Dataset excerpts
====================
PR #1340, opened 2021-06-25
[Wait for #1339] [Resnet] Connect the model with cifar100  @open sesame 06/30 20:04

zhoonit:
**[Pending commit: #1339]**

- [Resnet] Connect the model with cifar100

```
- Implement cifar100dataloader
- Connect the data loader

**Self evaluation:**

```

### DIFF
--- a/Applications/Resnet/jni/cifar_dataloader.cpp
+++ b/Applications/Resnet/jni/cifar_dataloader.cpp
@@ -12,10 +12,49 @@
 
 #include "cifar_dataloader.h"
 
+#include <cstring>
 #include <nntrainer_error.h>
 #include <random>
 
 namespace nntrainer::resnet {
+
+namespace {
+
+/**
+ * @brief fill label to the given memory
+ *
+ * @param data data to fill
+ * @param length size of the data
+ * @param label label
+ */
+void fillLabel(float *data, unsigned int length, unsigned int label) {
+  if (length == 1) {
+    *data = label;
+    return;
+  }
+
+  memset(data, 0, length * sizeof(float));
+  *(data + label) = 1;
+}
+
+/**
+ * @brief fill last to the given memory
+ * @note this function increases iteration value, if last is set to true,
+ * iteration resets to 0
+ *
+ * @param[in/out] iteration current iteration
+ * @param iteration_per_epoch iteration per epoch
+ * @return bool true if iteration has finished
+ */
+bool setIteration(unsigned int &iteration, unsigned int iteration_per_epoch) {
+  if (iteration++ == iteration_per_epoch) {
+    iteration = 0;
+    return true;
+  }
+  return false;
+};
+
+} // namespace
 
 RandomDataLoader::RandomDataLoader(const std::vector<TensorDim> &input_shapes,
                                    const std::vector<TensorDim> &output_shapes,
@@ -35,16 +74,6 @@ RandomDataLoader::RandomDataLoader(const std::vector<TensorDim> &input_shapes,
 }
 
 void RandomDataLoader::next(float **input, float **label, bool *last) {
-  auto fill_last = [&last, this] {
-    if (iteration++ == iteration_for_one_epoch) {
-      iteration = 0;
-      *last = true;
-    } else {
-      *last = false;
-    }
-    return *last;
-  };
-
   auto fill_input = [this](float *input, unsigned int length) {
     for (unsigned int i = 0; i < length; ++i) {
       *input = input_dist(rng);
@@ -56,25 +85,13 @@ void RandomDataLoader::next(float **input, float **label, bool *last) {
                            unsigned int length) {
     for (unsigned int i = 0; i < batch; ++i) {
       unsigned int generated_label = label_dist(rng);
-
-      switch (length) {
-      case 1: { /// case of single integer value
-        *label = generated_label;
-        label++;
-        break;
-      }
-      default: { /// case of one hot
-        for (unsigned int j = 0; j < length; ++j) {
-          *label = (generated_label == j);
-          label++;
-        }
-        break;
-      }
-      }
+      fillLabel(label, length, generated_label);
+      label += length;
     }
   };
 
-  if (fill_last() == true) {
+  if (setIteration(iteration, iteration_for_one_epoch)) {
+    *last = true;
     return;
   }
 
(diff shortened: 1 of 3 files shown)


Applications/Resnet/jni/cifar_dataloader.cpp
```diff
@@ -12,11 +12,58 @@
...
+void fillLabel(float *data, unsigned int length, unsigned int label) {
+  if (length == 1) {
+    *data = label;
+    return;
+  }
+
+  int sum = 0;
+  /// if label is onehot
+  for (unsigned int j = 0; j < length; ++j) {
+    *data = (label == j);
```
kparichay, line 39: `*(data + label) = 1`;

Applications/Resnet/jni/cifar_dataloader.cpp
```diff
@@ -93,13 +118,65 @@ void RandomDataLoader::next(float **input, float **label, bool *last) {
...
+    << error_msg << " Given file does not align with the format";
+
+  auto data_size = pos / (Cifar100DataLoader::SampleSize * splits);
+  idxes = std::vector<unsigned int>(data_size);
+  std::cout << "path: " << path << '\n';
+  std::cout << "data_size: " << data_size << '\n';
+  std::iota(idxes.begin(), idxes.end(), 0);
+  std::shuffle(idxes.begin(), idxes.end(), rng);
+
+  iteration_per_epoch = data_size / batch_size;
```
kparichay, line 142: This code ignores the last batch if data_size is not a multiple of batch_size. If this is intended, please add as a comment.

Applications/Resnet/jni/cifar_dataloader.cpp
```diff
@@ -12,11 +12,58 @@
...
+/**
+ * @brief fill last to the given memory
+ * @note this function increases iteration value, if last is set to true,
+ * iteration resets to 0
+ *
+ * @param[in/out] iteration current iteration
+ * @param iteration_per_epoch iteration per epoch
+ * @return bool true if iteration has finished
+ */
+bool isLast(unsigned int &iteration, unsigned int iteration_per_epoch) {
```
kparichay, line 57: how about rename to `iterate` as it seems like the main purpose is to increase iteration?

Applications/Resnet/jni/cifar_dataloader.cpp
```diff
@@ -93,13 +118,65 @@ void RandomDataLoader::next(float **input, float **label, bool *last) {
...
+  unsigned int idx_pos = current_iteration * batch;
+  if (isLast(current_iteration, iteration_per_epoch)) {
+    *last = true;
+    std::shuffle(idxes.begin(), idxes.end(), rng);
+    return;
+  }
+  unsigned int idx_pos_end =
+    current_iteration * batch; // iteration increased by 1
+
+  float *cur_input_tensor = *input;
```
kparichay, line 173: please add a comment that only a single input and label is being provided to the model here.

Applications/Resnet/jni/cifar_dataloader.cpp
zhoonit: Done

Applications/Resnet/jni/cifar_dataloader.cpp
zhoonit: Done

Applications/Resnet/jni/cifar_dataloader.cpp
zhoonit: Updated to line 139

Applications/Resnet/jni/cifar_dataloader.cpp
zhoonit: changed to `setIteration`

kparichay: minor - `updateIteration`? `setIteration` is fine too btw.

kparichay (approved):
LGTM

Applications/Resnet/jni/cifar_dataloader.cpp
zhoonit: I'll change to updateIteration after validation :)

kparichay: cool.

Applications/Resnet/jni/cifar_dataloader.cpp
```diff
@@ -93,13 +118,65 @@ void RandomDataLoader::next(float **input, float **label, bool *last) {
...
+
+  auto fill_one_sample = [this](float *input_, float *label_, int index) {
+    NNTR_THROW_IF(!file.good(), std::invalid_argument)
+      << "file is not good, reason: " << std::strerror(errno);
+    file.seekg(index * Cifar100DataLoader::SampleSize + 1, std::ios_base::beg);
+
+    uint8_t current_label;
+    file.read(reinterpret_cast<char *>(&current_label), sizeof(uint8_t));
+    fillLabel(label_, Cifar100DataLoader::NumClass, current_label);
+
```
jijoongmoon, line 149: do you assume that the dataset stores the data first or label first? it looks label data first. Could you check this? ( If you are using old dataset we used use, then the data is the first )

Applications/Resnet/jni/cifar_dataloader.h
```diff
@@ -107,6 +108,17 @@ class Cifar100DataLoader final : public DataLoader {
   void next(float **input, float **label, bool *last);
 
 private:
+  inline static constexpr int ImageSize = 3 * 32 * 32;
+  inline static constexpr int NumClass = 100;
+  inline static constexpr int SampleSize =
+    1 + 1 + 3 * 32 * 32; /**< 1 coarse label, 1 fine label, pixel size */
+
```
jijoongmoon, line 115: What do you mean coarse label and fine label? Could elaborate little bit?

Applications/Resnet/jni/cifar_dataloader.cpp
```diff
@@ -93,13 +118,65 @@ void RandomDataLoader::next(float **input, float **label, bool *last) {
...
+  NNTR_THROW_IF(!file.good(), std::invalid_argument)
+    << error_msg << " Cannot open file";
+
+  auto pos = file.tellg();
+  NNTR_THROW_IF((pos % Cifar100DataLoader::SampleSize != 0),
+                std::invalid_argument)
+    << error_msg << " Given file does not align with the format";
+
+  auto data_size = pos / (Cifar100DataLoader::SampleSize * splits);
```
jijoongmoon, line 127: It looks not handle when the splited data size is smaller than batch. It looks like just set the iteration_per_epoch is zero and not run. Is it intended?

jijoongmoon (approved):
LGTM with small recommandations.

Applications/Resnet/jni/cifar_dataloader.cpp
zhoonit: This is directly using the raw data available from the official website. The format is slightly different, so this is using generator and instead of file based.

Applications/Resnet/jni/cifar_dataloader.h
zhoonit: Below raw format is used, cited from https://www.cs.toronto.edu/~kriz/cifar.html.

We are only using fine label instead of coarse label though :)
```
Binary version
The binary version of the CIFAR-100 is just like the binary version of the CIFAR-10, except that each image has two label bytes (coarse and fine) and 3072 pixel bytes, so the binary files look like this:
<1 x coarse label><1 x fine label><3072 x pixel>
...
<1 x coarse label><1 x fine label><3072 x pixel>
```

Applications/Resnet/jni/cifar_dataloader.cpp
zhoonit: Afaik, we do yet to have a good way to handle the iteration less than the batch size. 
I'll make this error when there is no batch size, in a new PR :)

kparichay: check drop_remainder property in https://www.tensorflow.org/api_docs/python/tf/data/Dataset.

zhoonit: The concern is commented at line 134.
====================
- Your task
When a line among the entries above contains "files", copy it.

- Solution below
(diff shortened: 1 of 3 files shown)
The binary version of the CIFAR-100 is just like the binary version of the CIFAR-10, except that each image has two label bytes (coarse and fine) and 3072 pixel bytes, so the binary files look like this:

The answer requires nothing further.